Singapore HDB Resale Price Prediction : Data Preparation
In Singapore, for young working adults who are about to start a family, HDB(Singapore Public Housing) would be their first choice when they have a limited budget. However, it could become a real headache for those who are considering which HDB flat to choose: town areas, nearby facilities(e.g. schools, shopping malls), flat types, etc. To make people’s life easier when facing such significant choices, I decided to do a study for Singapore HDB resale price, explore what are the key factors affecting HDB resale price, and make some recommendations for people who are planning to purchase a HDB in a near future.
Getting to know the dataset
The HDB resale data can be retrieved from data.gov.sg. Below is an example for the columns available from raw dataset:
Sample Data from HDB Resale Price Dataset
Below are some of the first impressions when I first look at these columns:
Month : Given in the format of year-month. We may retrieve the year data from this column, which may be useful when analysing the time trend for HDB resale price.
Town : Town location should be one of the key factors affecting HDB resale price — we are generally expecting an HDB flat in Orchard has much higher resale price than Yishun given same flat type.
Flat Type: There are total 7 different kinds of flat types: 1 Room, 2 Room, 3 Room, 4 Room, 5 Room, EC and Multi-generation. Among which the 4 Room HDB flats are the most popular ones in Singapore. We may consider using 4 Room data samples to construct the model.
Storey Range : This column is given as a string rather than numbers, we may need to do some data munging accordingly if we want to use it to build model.
Flat Model : Similarly, there are plenty of different flat models out there(35 different types). This factor would play an important role for the overall flat price. E.g., the DBSS (Design, Build and Sell Scheme) flats would have a higher resale price considering it allows buyer to design the HDB based on their own style.
Remaining Lease : Singapore HDB has a lease of 99 years. This column data has quite some NULL values, and it is calculated based on different years. We may need to adjust this column data accordingly when building the model.
Feature Engineering
After getting some rough ideas about the dataset, we may start to do data wrangling. Below are some feature engineering work I have performed to pre-process corresponding data columns:
Town : To use this data column as an input for regression model, I have aggregate the dataset by Town, and take the median resale price for each town to subtract the overall median resale price. The result (‘town_premium’ column) can be interpreted as the amount money one need to pay additionally when they choose this location. For instance, one may need to pay an additional ~12.8k on average when buying HDB flats in Bukit Merah, while one can pay ~5.6K less if they choose a HDB flat in Bukit Panjiang area.

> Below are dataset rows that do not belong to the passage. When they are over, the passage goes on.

PR #307, opened 2021-04-21
Improved the message for the case of Dockerhub not having v2 manifests.

facundobatista:
The previous error was a mess in the CLI; now the info is just logged and the message is nicer.

### DIFF
--- a/charmcraft/commands/store/registry.py
+++ b/charmcraft/commands/store/registry.py
@@ -176,8 +176,8 @@ class OCIRegistry:
             response = self._hit('GET', url, headers=headers)
             result = assert_response_ok(response)
             if result.get('schemaVersion') != 2:
-                raise CommandError(
-                    "Manifest v2 requested but got something else: {}".format(result))
+                logger.debug("Got something else when asking for a v2 manifest: %s", result)
+                raise CommandError("Manifest v2 not found for the indicated reference.")
             logger.debug("Got the v2 manifest ok")
             digest = response.headers['Docker-Content-Digest']
         return (None, digest, response.text)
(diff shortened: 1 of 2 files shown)


charmcraft/commands/store/registry.py
```diff
@@ -176,8 +176,8 @@ def get_manifest(self, reference):
             response = self._hit('GET', url, headers=headers)
             result = assert_response_ok(response)
             if result.get('schemaVersion') != 2:
-                raise CommandError(
-                    "Manifest v2 requested but got something else: {}".format(result))
+                logger.debug("Got something else when asking for a v2 manifest: %s", result)
+                raise CommandError("Manifest v2 not found for the indicated reference.")
             logger.debug("Got the v2 manifest ok")
```
jameinel, line 181: would it be clearer to just have "not found for {}".format(ref)

rather than "indicated reference"?

jameinel (commented):
thanks for the quick polish. I have not QAd this directly.

jameinel (approved):

charmcraft/commands/store/registry.py
```diff
@@ -176,8 +176,8 @@ def get_manifest(self, reference):
             response = self._hit('GET', url, headers=headers)
             result = assert_response_ok(response)
             if result.get('schemaVersion') != 2:
-                raise CommandError(
-                    "Manifest v2 requested but got something else: {}".format(result))
+                logger.debug("Got something else when asking for a v2 manifest: %s", result)
+                raise CommandError("Manifest v2 not found for the indicated reference.")
```
sergiusens, line 180:
```suggestion
                raise CommandError("Manifest v2 not found for {reference!r}.")
```

sergiusens (approved):

cjp256 (approved):

charmcraft/commands/store/registry.py
facundobatista: Indeed, thanks!

charmcraft/commands/store/registry.py
facundobatista: Yes,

Pre-Processing the “Town” Column
Flat_Model : Similar pre-processing is done for “flat_model” column as well. As mentioned previously, we do see the DBSS HDB flats resale price is higher than average, one may need to pay an extra ~35K on average for this flat type.
Storey_Range : I just simply took the mean value from the two numbers in the given string. For example, for “04 TO 06” column, I will just assign the storey to be 5. It should be a good enough approximation, given the storey range spread is not really larger for each category (3 or 5 storey difference).
Remaining Lease : The original remaining lease column contains NULL value, and they are referenced to different years depending the year of retrieval date. I have re-calculate the remaining lease value at resale date with the following formula:
Formula: remain_lease = lease_commence_date + 99 –resale_year
What can we obtained from “Street Name”?
So now we have preprocessed the majority of columns in raw dataset. Looks all good… Wait, how about the “Street Name” column?
As mentioned in the first section, this column actually indicates the geographical location data for each HDB flats. It is actually a key factor for HDB resale price, as it would indicate if the HDB is near any MRT station, or if there are any shopping malls nearby. These information should be quite important based on my experience when renting HDB flats, and I believe it should apply to HDB resale price as well.
We may try to use GoogleMap or other available map API to extract the longitude and latitude for different street names, MRT stations as well as major shopping malls. Then we can obtain the relative distance from these street name to their nearest MRT and shopping mall as metrics for resale price prediction.
After doing some research, I noticed that Onemap.sg offers a API which enable users conveniently query the longitude and latitude given a specific address. I write a simple python script to query location information using Onemap API.
*###Sample Script to extract longitude/latitude information given street name*
import json
import requests
import openpyxl
import time
# Open Excel sheet
wb = openpyxl.load_workbook('Street_Name_List.xlsx')
sheet = wb['Sheet1']
count = 0
for row in range(2, sheet.max_row + 1):
if count < 250: # retrive
street_name = sheet['A' + str(row)].value
query_string = 'https://developers.onemap.sg/commonapi/search?searchVal=' + str(
street_name) + '&returnGeom=Y&getAddrDetails=N&pageNum=1'
result = requests.get(query_string)
# Convert JSON into Python Object
data = json.loads(result.content)
# Extract data from JSON
sheet['B' + str(row)] = data['results'][0]['LONGITUDE']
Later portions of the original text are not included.